La Guerre Froide n’a pas fini de livrer ses secrets. À tous seigneurs tout honneur, les maîtres de l’espionnage s’étant vus célébrés à l’écrit comme à l’écran, c’est désormais aux soutiers de l’ombre de voir leurs exploits dévoilés. Tel est le cas de l’Anglais Greville Wynne, amené à voyager par sa modeste situation de représentant de commerce, quand, en 1960, il se voit chargé par le MI-6 et la CIA de se rapprocher d’un colonel soviétique. Une amitié particulière dont la finalité n’est ni plus ni moins que de désamorcer la crise des missiles de Cuba et d’apaiser la tension nucléaire entre l’URSS et les États-Unis qui a alors atteint son seuil maximum. Une mission écrasante qui se traduit à son modeste échelon par des tâches plutôt anodines et des allers et venues dont l’accumulation s’avèrera de nature à sauver le monde de la menace atomique. Le tout sans éclats ni morceaux de bravoure à proprement parler. On est loin de la mythologie, mais sans doute plus près de la vraie vie.

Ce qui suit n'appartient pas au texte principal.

PR #458, opened 2024-01-04
Add lwip httpd examples

### LINKED ISSUE #266: add freertos httpd example
I added this for some reason - may as well have another free rtos example?

### LINKED ISSUE #272: Add a test for mDns
I don't fully understand mDns but I think it gives me the ability to register a local domain name, so a web server can register and you can surf to it like http://picow1a28.local/?

Anyway - there's code in the SDK wrapped in #if LWIP_MDNS_RESPONDER, so we should test it works?

peterharperuk:
Fixes #266
Fixes #272


peterharperuk:
Depends on https://github.com/raspberrypi/pico-sdk/pull/1600

pico_w/wifi/freertos/httpd/FreeRTOSConfig.h
```diff
@@ -0,0 +1,145 @@
+/*
```
kilograham, line 1: i have no problem with this here (and possibly it is best here), just wasn't sure why/if this is different given that we use a common header elsewhere in the examples

kilograham (changes requested):
should update README.md

pico_w/wifi/freertos/httpd/FreeRTOSConfig.h
peterharperuk: All the wifi freertos example seems to duplicate FreeRTOSConfig.h. Maybe I should stop them doing that?

README.md
```diff
@@ -130,6 +130,7 @@ App|Description
 [picow_tls_verify](pico_w/wifi/tls_client) | Demonstrates how to make a HTTPS request using TLS with certificate verification.
 [picow_wifi_scan](pico_w/wifi/wifi_scan) | Scans for WiFi networks and prints the results.
 [picow_udp_beacon](pico_w/wifi/udp_beacon) | A simple UDP transmitter.
```
Hax2022, line 132: uzùi

Hax2022 (commented):
# 55rr₩44

peterharperuk:
> should update README.md

Done

kilograham (approved):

Un espion ordinaire tranche avec les sagas héroïques de John Le Carré. Son personnage principal évoque celui du Pont des espions de Steven Spielberg par son dévouement et sa fiabilité. C’est un agent de liaison qui accomplit un véritable travail de fourmi dont il ne réalise pas lui-même la portée. Du coup, c’est sa profonde humanité à laquelle s’attache le film à travers son incarnation par le toujours prodigieux Benedict Cumberbatch. L’héroïsme proprement dit est évacué au profit du portrait d’un homme attaché à des valeurs aussi immuables que sa famille et sa patrie. Simultanément, le film montre le quotidien grisâtre d’une Union soviétique qui continue à commercer avec l’Occident et où les relations humaines conservent une importance particulière. Ce pays habituellement décrit comme un peuple est abordé ici d’un point de vue individuel, à travers ce personnage d’officier attachant qu’incarne Merab Ninidze. La facture d’Un espion ordinaire est certes très classique, mais elle joue habilement d’une ambiguïté fascinante, en assimilant la discrétion de Greville Wynne auprès de son entourage immédiat sur ses activités au soin que pourrait prendre un homme marié à dissimuler une liaison extra-conjugale. C’est l’une des réussites de ce film d’espionnage tiré à quatre épingles que de jouer sur cette ambiguïté.